What knee bone marrow lesions signal about OA

What knee bone marrow lesions signal about OA

What a bone marrow lesion actually is

If your MRI report mentions a bone marrow lesion, the phrase can feel alarming — especially when you were expecting news about your cartilage. The two findings are related but distinct, and understanding the difference matters for how your knee pain is assessed and managed.

A bone marrow lesion (BML) is not damage to the smooth cartilage lining the joint surface. It sits deeper — in the subchondral bone, the dense layer of bone immediately beneath the cartilage.

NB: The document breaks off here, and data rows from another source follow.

PR #3301, opened 2024-01-18
Adds auto_environment_variable smart attribute

### LINKED ISSUE #3081: new project manager to support environment variables.
Since the new project manager isn't going to allow a `submit.yml.erb` (or any similar ERB processing on files) it will require another mechanism to pass variables to the shell scripts that are being submitted.  Environment variables suites this need just fine.

Off the top - for the project manager to support this we'll need an `auto_environment_variable` (or similarly named) smart attribute.

This feature should also allow for multiple `auto_environment_variable`(s) in the form so one could specify any number of environment variables to set.  To get them all to merge correctly  in `auto_environment_variable#submit` may or may not be difficult - I'm not entirely sure.

HazelGrant:
Partially fixes #3081 - Cannot edit auto_environment_variables yet

### DIFF
--- a/apps/dashboard/app/models/script.rb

On an MRI scan, a BML appears as a bright area of signal within that bone, reflecting a localised zone of microfracture, low-grade inflammation, and fluid-like change (often called bone oedema). Think of it as an area where the bone structure has been disrupted and is showing signs of stress.

That distinction has a direct bearing on pain. Articular cartilage contains no nerves and no blood vessels, so cartilage damage itself cannot generate pain directly. Subchondral bone, by contrast, is richly innervated. When a BML develops, the affected bone tissue can produce its own pain signal — one that is sometimes disproportionately intense relative to what the cartilage images show.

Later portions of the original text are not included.